I'm pretty interested on AMD HSA stack as much perhaps as when I heard about CUDA stack on Nvidia GPUs..
so naturally lots of questions sorry in advance if have been answered or are more or less evident..
First is about OpenCL support, it's OpenCL 2.0 or at start will be 1.2.. if it's only 1.2 at start how far are we from OpenCL 2.0 HSA stack on Linux?
Also I see on github HSAFoundation/CLOC and HSAFoundation/HLC-HSAIL-Development-LLVM as projects to generate HSAIL from OpenCL kernel files. One is closed source other open source.. I'm interested of course on open source one.. So right now, how far (from a maturity, feature set, etc..) is the closed source from the open source one.. are they both OpenCL 2.0 ready? only the propietary?
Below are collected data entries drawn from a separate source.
PR #153, opened 2019-04-14
About page

### LINKED ISSUE #143: logo and about page
By logo I just mean something that says "Courseroad" in the top left, and opens an about page in a new tab when clicked.

That about page should have at the very least:
- link to github repo
- acknowledgement/thanks to FireRoad and links to those repos
- names of maintainers (us)
- link to old courseroad
- known issues? (with notes about why we're not going to fix some obscure audit oddity etc)
- ?

georgiashay:
Closes #143 

Moved App.vue into pages and renamed to MainPage.vue, so we could have two pages (MainPage and About).  Using VueRouter now to go between them.  This requires App.vue to have a <router-view> where these two pages should be inserted, and <router-links> when you want to switch between the pages.  It also made it necessary to change how we handle the #road[roadID] in the url, since the router inserts a #/.  

Might not be 100% ready for a merge, could potentially use input on:
- UI: logo and about page don't look super-great, but this might not matter for MVP
- Known issues: I put two in there, but I couldn't think of any others.  It seems like most of the weird audit cases are now being handled.


npfoss:
I'm concerned about merging this since it likely breaks things other people are working on because App.vue moved. How should we go about this...?

georgiashay:
Will github understand it's the same file?  Other than moving/renaming, there was just a v-app deleted in that file.

georgiashay:
Nope.  Just tested it and this will definitely be a problem.  I think there may be some way of telling git that you didn't create a new file, you just moved an old one?

ttpcodes:
I'm going to look at this branch tomorrow and see if I can rebase the branch to break apart the commits so that App.vue doesn't cause conflicts due to it being moved.

georgiashay:
This will cause merge conflicts

PR #164, opened 2019-04-17
Placeholder Hours

### LINKED ISSUE #162: Placeholder classes have no hours
This makes the total # of hours shown at the top of the semester artificially lower.

Some options
- Put in the average hours for all matching classes (would also show in the class info card though, which is not necessarily what we want)
- Put in 12 hours (may not be very accurate)
- Put in average hours but don't show in class info card (check if it's a generic course)

I think this should be addressed now since it will likely affect many people and could lead them to make poor decisions.

georgiashay:
Averages hours for placeholders/generic courses.  Displays in class info card with rounding to two decimal places.  Class info card label changes to "average hours" for these generic courses.

Closes #162

### DIFF
--- a/src/components/ClassInfo.vue
+++ b/src/components/ClassInfo.vue
@@ -90,8 +90,8 @@
                   <td><b>Hours</b></td>
                   <td>
                     <table cellspacing = "0">
-                      <tr v-if = "currentSubject.in_class_hours !== undefined">{{currentSubject.in_class_hours}} in class</tr>
-                      <tr v-if = "currentSubject.out_of_class_hours !== undefined">{{currentSubject.out_of_class_hours}} out of class</tr>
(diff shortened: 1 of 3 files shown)


npfoss:
I think noting "average hours" in the card is good. Do you think we need to add something similar in the semester header? I'm actually leaning towards replacing "Hours" with "Estimated Hours" for everything, not just semesters with generics

georgiashay:
Hmm, yeah maybe some sort of disclaimer would be good in the header as well.  Where would the asterisk lead to though?  Or would Est Hours instead of Hours be good enough to cover us?

npfoss:
I think Est Hours is enough

venkatesh-sivaraman:
+1 for using “Estimated Hours“, but also one thing that could subconsciously reinforce this is displaying the number to one decimal place. This contrasts it with the adjacent units number and makes it look more “calculated” and less official.

PR #170, opened 2019-04-17
need to use the right fireroad link

npfoss:
Hey @ttpcodes, could you take over this PR and add `FIREROAD_LINK` (in both `Auth.vue` and `MainPage.vue`) to the webpack stuff like the other thing please? It should be `fireroad-dev` for local and /dev/, and `fireroad` for prod.

### DIFF
--- a/build/webpack.config.dev.js
+++ b/build/webpack.config.dev.js
@@ -43,7 +43,8 @@ module.exports = (env) => {
         template: 'index.html',
         inject: true
       }),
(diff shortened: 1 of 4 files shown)


georgiashay:
I can do this

ttpcodes:
@georgiashay Don't worry about it, I already started working on the PR.

ttpcodes:
Assuming I didn't miss anything, these two commits should set `FIREROAD_URL` from `webpack` now.

npfoss:
I tested as much as I could and it looks good!

PR #171, opened 2019-04-17
Redirect mobile users to FireRoad

### LINKED ISSUE #145: mobile support
As in, we should link them to FireRoad if they're on mobile.

Suggestion and useful links from Venkat:
> Before I set you up on the prod server, could you do one thing for me? The site is pretty hard to use on mobile, and that’s fine because there’s FireRoad for that. So I think it would be better if on iOS/Android browsers, instead of showing the UI at all you just prompt the user to download FireRoad: something like “Access your roads and more with FireRoad on mobile.” You can use the icon at https://fireroad.mit.edu/catalogs/fireroad_logo.png. And the link to the appropriate app store is http://onelink.to/stk7us.

ttpcodes:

Also don't know if that makes sense, but there is interest for CLOC (the binary one) to publish binaries for Windows.. that could be useful if OpenCL Windows implementation accepts to feed HSAIL kernels directly and assuming that CLOC gets updated faster for bugs/features that OpenCL on Catalyst Windows drivers..
don't know if this stack also will interoperate with Mesa or/and fglrx and how OpenCL/OpenGL interop is handled (i.e. how efficient it is) on each case i.e. on Mesa and fglrx drivers..
As said on Twitter hope AMD can enable that stack on it's dGPUs and better from GCN 1.0 like 7970 cards onwards so owners of it can use with radeonsi drivers get good OpenCL support without fglrx binaries..
Also interesting seems SPIR2 which allows to other than OpenCL C languages to target GPUs with functionality similar equal to OpenCL 2.0 (like dynamic parallelism).. would be good if we have a path for this way on HSA stack i.e. a translator to generate HSAIL from SPIR2.. This is a non direct way of asking for support for expanding support of cl_khr_spir extension to SPIR2 on the OpenCL HSA implementation..
just to finish I'm pretty interested on dynamic parallelism feature (GPU can launch kernels from kernels).. it's already supported on the HSA open source stack? I say that because I asked on of the early projects using HSA stack (C++ AMP for Linux) and they say HSA stack isn't ready for dynamic parallelislm (see on multicoreware / cppamp-driver-ng / issues / #20 - Request for support dynamic parallelism in OCL 2.0...: I'm sorry that as of now, none of available OpenCL 2.0 driver or HSA runtime have infrastructure ready to implement dynamic parallelism)if that's the case hope we get a simple HSA sample showing it how to use dynamic parallelism: in HSAIL language, how to set create device queue from HSA RT API, how to set async or sync launch of this nested GPU call, etc..
Last I'm interested is seems still OpenCL 2.0 doesn't catch feature set of CUDA with Fermi (CUDA CC>=2.0) GPUs, that supported true recursion of GPU functions, function pointers, pointers from pointers, etc..
All is supported and seeing PTX they doesn't do any tricks (i.e. like expanding function calls in recursion,etc..)..
Seems HSA hardware spec should support all of that so would be interesting to know if that's already working on initial implementation of HSA stack or will be supported later..
if yes hope all the effort being open source someone if not AMD is interested can enable all that relaxations on an OpenCL 2.0 improved implementation one that lifts related restrictions in 6.9 section of OpenCL C language spec:
*Pointers to functions are not allowed
*Recursion is not supported.
Perhaps not very useful but from a perfomance point of view but can be useful for massaging the porting process of large/intrincate CPU codebases.. An example of that is the multicoreware C++ AMP Linux port which AMD is "closely" I think supporting.. A page of HSA support says they can already using it:
see (on HSA-specific extensions section) multicoreware / cppamp-driver-ng / wiki / HSA Support Status — Bitbucket
Hope can answer or talk what do you think about all this topics,
I started trying to answer this but found that nearly all of the questions related to our OpenCL implementation rather than HSA itself. I'll see if we can move this post over to the OpenCL part of the forum or, failing that, will tell our OpenCL folks about it.
Regarding dynamic parallelism, not sure what is felt to be missing from the HSA stack but will try to find out and reply back separately.